Abstract

The resolution of the Shallow-water equations is of practical interest in the study of inundations and often requires very large and dense meshes to accurately simulate river flows. Those large meshes are often decomposed into multiple sub-domains to allow for parallel processing. When such a decomposition process is used in the context of distributed parallel computing, each sub-domain requires an exchange of one or more layers of ghost cells at each time step of the simulation due to the spatial dependency of numerical methods.

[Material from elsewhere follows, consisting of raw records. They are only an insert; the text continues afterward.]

PR #313, opened 2017-11-23
Registries and mirrors (bsc#1039877)

inercia:
(This is basically #119 revamped, and prepared for insecure registries as implemented in #129)

A new pillar structure is introduced where registroes can be specified in the followig way:

```yaml
 registries:
     - url: my-reg1.com:5000
     - url: my-reg2.com:5000
       cert: |
           # some certificate         
     - url: some.registry.com:5000
       mirrors:
        - url: http://local.mirror.lan:5000
          cert: |
              # the certificate for the mirror
```

I've followed the instruction found [here](https://docs.docker.com/registry/insecure/#using-self-signed-certificates) for adding customers' certificates to Docker so they can pull from other registries.

## How to test this

* download [the caaspctl script](https://raw.githubusercontent.com/inercia/caasp-tf/master/resources/common/caaspctl) and copy it to `/root` in the Admin Node
* `ssh admin-node` and `./caaspctl registry certs` and `./caaspctl registry start`. That will generate the certificates in the `/root/certificates.local` and start the registry.
* Import the `alpine` image to the registry with `./caaspctl registry import alpine`
* edit the `/usr/share/salt/kubernetes/pillar/certificates.sls` in the Admin Node and add the `/root/certificates.local/ca.pem` certificate as:
    ```yaml
      registries:
          - url: dashboard:5000
            cert: |
                 ---- BEGIN CERTIFICATE -----
           ...
    ```
* orchestrate
* get the Admin Node's `IP` and `ssh node1` and `echo "IP dashboard" > /etc/hosts`
* try to pull the `alpine` image from the registry with `docker pull dashboard:5000/alpine`. After that, you should see the `dashboard:5000/alpine` image when doing `docker images`.

### DIFF
--- a/salt/docker/init.sls
+++ b/salt/docker/init.sls
@@ -3,6 +3,61 @@ include:
   - flannel
 
 ######################
+# additional ca.crt(s)
+#######################
+
+{% set registries = salt['pillar.get']('docker:registries', []) %}
+{% for registry in registries %}
+  {% set cert = registry.get("cert", "") %}
+  {% if cert|length > 0 -%}
+    {% set host_port = registry.get("name") %}
+
+/etc/docker/certs.d/{{ host_port }}/ca.crt:
+  file.managed:
+    - makedirs: True
+    - contents: |
+        {{ cert | indent(8) }}
+
+  # When using the standar port (443), Docker is not very smart:
+  # if the user introduces "my-registry:443" as a trusted registry,
+  # we must also create the "ca.crt" for "my-registry"
+  # as he/she could just access "docker pull my-registry/some/image",
+  # and Docker would fail to find "my-registry/ca.crt"
+    {% set host_port_lst = host_port.split(':') %}
+    {% if host_port_lst|length > 1 %}
+      {% set host = host_port_lst[0] %}
+      {% set port = host_port_lst[1] %}
+      {% if port == '443' %}
+/etc/docker/certs.d/{{ host }}/ca.crt:
+  file.symlink:
+    - target: /etc/docker/certs.d/{{ host_port }}/ca.crt
+    - force: True
+    - makedirs: True
+    - require:
+      - file: /etc/docker/certs.d/{{ host_port }}/ca.crt
+      {% endif %}
+    {% else %}
+  # the same happens if the user introduced a certificate for
+  # "my-registry": we must fix the "docker pull my-registry:443/some/image" case.
+/etc/docker/certs.d/{{ host_port }}:443/ca.crt:
+  file.symlink:
+    - target: /etc/docker/certs.d/{{ host_port }}/ca.crt
+    - force: True
+    - makedirs: True
+    - require:
+      - file: /etc/docker/certs.d/{{ host_port }}/ca.crt
+    {% endif %}
+  {% endif %}
+{% endfor %}
+
+# Notes:
+# - from https://docs.docker.com/registry/insecure/#using-self-signed-certificates
+#   we do not need to restart docker after adding/removing certificates
+# - after a certificate is removed from the pillar by the user, the certifcate
+#   will remain there. Maybe we should consider to wipe the certificates
+#   directory if we are the only ones managing them...
+
+######################
 # proxy for the daemon
 #######################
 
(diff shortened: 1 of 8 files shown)


MaximilianMeister:
@inercia as i am currently reworking the insecure registries would it make sense to have the `docker` pillar definition in one pillar file? and more docker component specific? sth like

```sls
docker:
  daemon:
    # this mirrors the structure in /etc/docker/daemon.json (plus additional registry mapping)
    iptables: 'false',
    registries: [],
    log_level: 'warn'
```

the args will be dropped anyways.

and then we can detach the registry config (names/certs) into a `pillar/registries.sls` (as the registry is also detached from docker itself)

```sls
{% set docker_config_registries = salt.caasp_pillar.get('docker:daemon:registries') %}
registries:
{% for registry in docker_config_registries.values() %}
  name: {{ registry.get('prefix') }},
  {% if registry.get('cert') %}
  cert: |
    {{ registry.get('cert') }}
  {% endif %}
{% endfor %}
```

it might also make sense to do this in one PR as it's so related. what do you think?

inercia:
@MaximilianMeister I like the idea of having a `docker:daemon:` that mimics the contents of `/etc/docker/daemon.json`. _registries_ are entities that are not specific to docker, so I think they shoud be a top-level configuration parameter too. I think you are suggesting to cross-reference values from both files, but I'm afraid you cannot fill pillar values with the contents of other pillars. So maybe we could have (this is basically your proposal):

```yaml
# pillar/docker.sls
docker:
  daemon:
    # this mirrors the structure in /etc/docker/daemon.json
    iptables: 'false'
    log_level: 'warn'

# pillar/registries.sls
registries:
   - name: my-reg1.com:5000
   - name: my-reg2.com:5000
     cert: |
         # some certificate         
   - name: my-mirror3.com:5000
     mirror: true
```

MaximilianMeister:
> I like the idea of having a docker:daemon: that mimics the contents of /etc/docker/daemon.json. registries are entities that are not specific to docker, so I think they shoud be a top-level configuration parameter too. I think you are suggesting to cross-reference values from both files, but I'm afraid you cannot fill pillar values with the contents of other pillars.

@inercia ok, thanks for the hint, it's a bit bad as the `daemon.json` needs to contain a `registry` structure like [this](https://github.com/vrothberg/moby/commit/0fc6eacd07ef749632517894a81cca97211ca6e2) which would contain the registry names (prefix)... can we reference that somehow? otherwise we need to save one value (registry name) in 2 pillars.

salt/docker/init.sls
```diff
@@ -29,13 +84,31 @@ include:
...
+{
+  "iptables": "{{ docker_daemon_config.get('iptables') }}",
+  "log_level": "{{ docker_daemon_config.get('log_level') }}",
+  "registries": [
+  {% for registry in registries -%}
+    {% set mirrors = registry.get('mirrors') -%}
+    {
+      "Prefix": "{{ registry.get('name') }}",
+      "Mirrors": [
+        {% for mirror in mirrors if mirrors -%}
```
inercia: This could be confusing, right?

salt/docker/init.sls
```diff
@@ -29,13 +84,31 @@ include:
...
+
+/etc/docker/daemon.json:
+  file.managed:
+    - contents: |
+{
+  "iptables": "{{ docker_daemon_config.get('iptables') }}",
+  "log_level": "{{ docker_daemon_config.get('log_level') }}",
+  "registries": [
+  {% for registry in registries -%}
+    {% set mirrors = registry.get('mirrors') -%}
```
inercia: I thing it should be just `"mirror"`

inercia: I would do something like `{% set is_mirror = registry.get('mirror') -%}`

salt/docker/init.sls
inercia: I thinkn it would look better with a variable like `is_mirror`...

salt/docker/init.sls
inercia: And would it need a default value? Something like `{% set is_mirror = registry.get('mirror', False) -%}`

salt/docker/init.sls
```diff
@@ -2,6 +2,61 @@ include:
   - repositories
   - flannel
 
+######################
+# additional ca.crt(s)
+#######################
+
+{% set registries = salt['pillar.get']('docker:registries', []) %}
```
inercia: This would need to be updated to `{% set registries = salt['pillar.get']('registries', []) %}`

inercia:
Related to kubic-project/velum#193

MaximilianMeister:
[salt: configure the docker engine to use on-premise registry mirrors](https://trello.com/c/skVwgvED/478-salt-configure-the-docker-engine-to-use-on-premise-registry-mirrors)

flavio:
We need to backport that to 2.0

PR #314, opened 2017-11-23
Preserve haproxy configurations for Velum

ereslibre:
- [x] Regenerate `velum.pem` when `velum.crt` or `velum.key` is updated.
- [x] Add ACL's for HAProxy

* Handle `haproxy` configuration.
* Generate `pem` certificates, that include the certificate and private key.
* Remove `velum` container restart.

Depends on: https://github.com/kubic-project/velum/pull/387
Depends on: https://github.com/kubic-project/caasp-container-manifests/pull/134


salt/haproxy/haproxy.manifest
```diff
@@ -24,7 +24,23 @@ spec:
...
     - name: haproxy-cfg
       hostPath:
         path: /etc/haproxy
+{%- if "admin" in salt['grains.get']('roles', []) -%}
+    - name: velum-bundle-certificate
+      hostPath:
+        path: /etc/pki/velum.pem
+    - name: ca-certificate
+      hostPath:
+        path: /etc/pki/ca.crt
```
inercia: Couldn't we just mount the `/etc/pki` directory? Mounting individual files is always problematic (the container will not see the change after a rename/rewrite/etc)

kiall: If we mount the whole /etc/pki folder, then the container has access to all certificates. But - you are right - mounting files is problematic - we should probably re-evaluate where and how we store these files... something like this maybe?

* /etc/caasp/pki/haproxy/ca.crt (symlink if possible?)
* /etc/caasp/pki/haproxy/haproxy.crt
* /etc/caasp/pki/haproxy/haproxy.key
* /etc/caasp/pki/haproxy/haproxy-bundle.pem

But - that's a different issue..

ereslibre: We could do the refactor you say @kiall, however the problem with bind mounts happens when the file is replaced in an automatic way. I don't know if this is the case at the moment with the certificates, something we can check. The downside is that even if it works, if salt on the future makes this replacement atomic we might be in a bad situation without even knowing it.

I think @kiall's suggestion is a good approach (if the symlink works -- even if it doesn't we could copy the CA cert with salt on each directory). If it's not much trouble, I'd propose to do that in a later refactor, as this changes are intrusive enough themselves...

inercia: Why don't we create a certificates dir per service? `/etc/pki/haproxy` and so? With `cert.key` and `cert.crt` inside?

inercia: (By the way, I think we should apply the same philosophy to all the files that are mounted in the manifests in the `containers-manifests` repo...)

ereslibre:
How to test:

- Checkout all PR's (this one, velum and caasp-container-manifests)
- After all machines have been created, ssh into the admin node and run:
  - `cp /usr/share/caasp-container-manifests/config/haproxy/haproxy.cfg /etc/haproxy/`
  - Wait for `haproxy` container to be up
- Bootstrap normally

Bootstrap 3+2:

screenshot from 2017-11-25 00-22-06

Bootstrap 3+5:

screenshot from 2017-11-25 00-50-51

kiall:
Force merging the 3 PRs in together.

PR #317, opened 2017-11-28
helm should detect salt-installed tiller service

SlickNik:
The helm client looks for a tiller deployment called 'tiller-deploy' to
establish if tiller is already installed in the cluster, or not. Update
our salt install of tiller to use a deployment with the same name so
that it will be recognized by the helm client as already being
installed.

Fixes: bsc#1066201

### DIFF
--- a/salt/_macros/kubectl.jinja
+++ b/salt/_macros/kubectl.jinja
@@ -39,6 +39,10 @@
     - check_cmd:
        - {{ kwargs['check_cmd'] }}
 {%- endif %}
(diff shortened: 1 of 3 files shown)


SlickNik:
Funny you should mention this -- I was about to merge this yesterday when the same thought crossed my mind (after my discussion with Hart on IRC). I'm working on some clean-up code to clean up the old deployment as well. Let me mark this as WIP until then. Thanks!

PR #320, opened 2017-11-28
Run some things in only one master instead of in all of them

inercia:
We are using `tgt:kube-master` as the target for some states in our orchestration, when we could/should run those states in only one of the masters. This PR uses a `super_master` (the first master in the list of masters) as the `tgt:<super_master>`.


inercia:
> Oh, neat. However, rather than random, can we make a consistent choice? Things like where the latest helm.yaml file etc is would be easier on operators if they knew to look in a specific place (I know the SE's have been looking for and needing things like the dex and helm manifest YAML files, so I'm guessing theres some sort of need for knowing where they are)

Then we could install `helm.yaml` at `masters|first`, and this orchestration could follow the same scheme...

Anyway, I thougth our plan was to use the [kubernetes module](https://docs.saltstack.com/en/latest/ref/modules/all/salt.modules.kubernetes.html) instead of keeping individual yaml files and dealing with `kubectl` idiosincracies...

kiall:
> Then we could install helm.yaml at masters|first, and this orchestration could follow the same scheme...

That sounds good to me

> Anyway, I thougth our plan was to use the kubernetes module instead of keeping individual yaml files and dealing with kubectl idiosyncrasies...

Yea, we should remove those shell outs to kubectl.. But there will always be *something* somewhere that needs to run once, so having the pattern available is nice!

salt/top.sls
```diff
@@ -33,7 +33,3 @@ base:
     - kube-apiserver
     - kube-controller-manager
     - kube-scheduler
-    - addons
-    - addons.dns
-    - addons.tiller
-    - dex
```
kiall: We shoudn't be removing these from the highstate as the highstate should apply all states related to the node, the orchestration is purely about giving some ordering to allow for first time setup etc.

inercia:
Ok, after my latest `push -f`, the orchestration uses a `super_master` (currently the first master) as the master where we do all these things: setup flannel, etcd discoery, load the dex/kubedns/etc manifests, etc...

salt/top.sls
kiall: Oh. I see why you're doing this. Right - these don't actually "belong" to a master, they belong to the cluster as a whole. Humm. Fair enough :)

inercia: I think we had this discussion before. These things are not intrinsic to the Masters: they are cluster services. Making them something tighted to a master leads to this problem where we try to install them multiple times.

PR #321, opened 2017-11-28
Fix use of no HTTP proxies with the new Pillar API

kiall:
With the new Pillar API, velum always returns all pillar keys, so we can
no longer rely on the absence of a pillar key to disable proxies.


kiall:
See https://github.com/kubic-project/salt/pull/322/files

PR #324, opened 2017-11-29
Remove empty state from etc-hosts orch

kiall:
The final state in the etc-hosts orch was not actually calling
anything, and hasn't been for quite a while. Lets remove it, so
that the error it logs can be finally be gone!

### DIFF
--- a/salt/orch/update-etc-hosts.sls
+++ b/salt/orch/update-etc-hosts.sls
@@ -1,5 +1,4 @@
 {%- set updates_all_target = 'P@roles:(admin|kube-(master|minion)) and G@bootstrap_complete:true and not G@bootstrap_in_progress:true and not G@update_in_progress:true' %}
-{%- set updates_master_target = 'G@roles:kube-master and G@bootstrap_complete:true and not G@bootstrap_in_progress:true and not G@update_in_progress:true' %}
 
 {%- if salt.saltutil.runner('mine.get', tgt=updates_all_target, fun='caasp_fqdn', tgt_type='compound')|length > 0 %}
 update_pillar:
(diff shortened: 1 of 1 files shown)


ereslibre:
> I think that, at some moment, there was a highstate: True in that kube_master_setup but it was removed accidentally. The question is, would it still make sense to apply a highstate on the masters when a node appears/disappers? What if that node is another master?

No, this was what we had previously:

```patch
commit c4eef4dc30d3b83d4608edcf4773398e1f91d753
Author: Robert Roland <robert.roland@suse.com>
Date:   Fri Aug 4 14:20:42 2017 -0700

    eliminated the kubernetes-master formula
    
    the daemons are all separate now, so it's controlled by role membership
    in the top.sls file
    
    moved addons to a separate salt formula

diff --git a/salt/orch/update-etc-hosts.sls b/salt/orch/update-etc-hosts.sls
index ab47547..077c617 100644
--- a/salt/orch/update-etc-hosts.sls
+++ b/salt/orch/update-etc-hosts.sls
@@ -38,8 +38,6 @@ kube_master_setup:
     - tgt: {{ updates_master_target }}
     - tgt_type: compound
     - queue: True
-    - sls:
-      - kubernetes-master
     - require:
       - salt: etc_hosts_setup
 {% endif %}
```

I wonder why we were forcing this `sls` in the past to be run at the moment.

kiall:
> I think that, at some moment, there was a highstate: True in that kube_master_setup but it was removed accidentally. The question is, would it still make sense to apply a highstate on the masters when a node appears/disappers? What if that node is another master?

The history shows it used to call the kube-master state (rather than a whole highstate), though, I haven't been able to figure out why it might have been doing that.. My guess is so that it would regenerate any certs with the new IPs, but... We shouldn't be using detected IPs in the certs at all - they change and aren't needed - we use our own names, or user provided static names/IPs.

In the first part of this paper, we show how the domain decomposition and ghost-layer generation process can be performed in a parallel manner for large meshes, and show a new way of storing the resulting sub-domains with all their send/receive information within a single CGNS mesh file. The performance of the ghost-layer generation process is studied both in terms of time and memory on 2D and 3D meshes containing up to 70 million cells. In the second part of the paper, the program developed in the first part is used to generate the domain decomposition of large meshes of practical interest in the study of natural free surface flows. We use our in-house multi-CPU multi-GPU (MPI+CUDA) solver to show the impact of multiple layers of ghost cells on the execution times of the first-order HLLC, and second-order WAF and MUSCL methods. Finally, the parallel solver is used to perform the second-order resolution on real large-scale meshes of rivers near Montréal, using up to 32 GPUs on meshes of 13 million cells.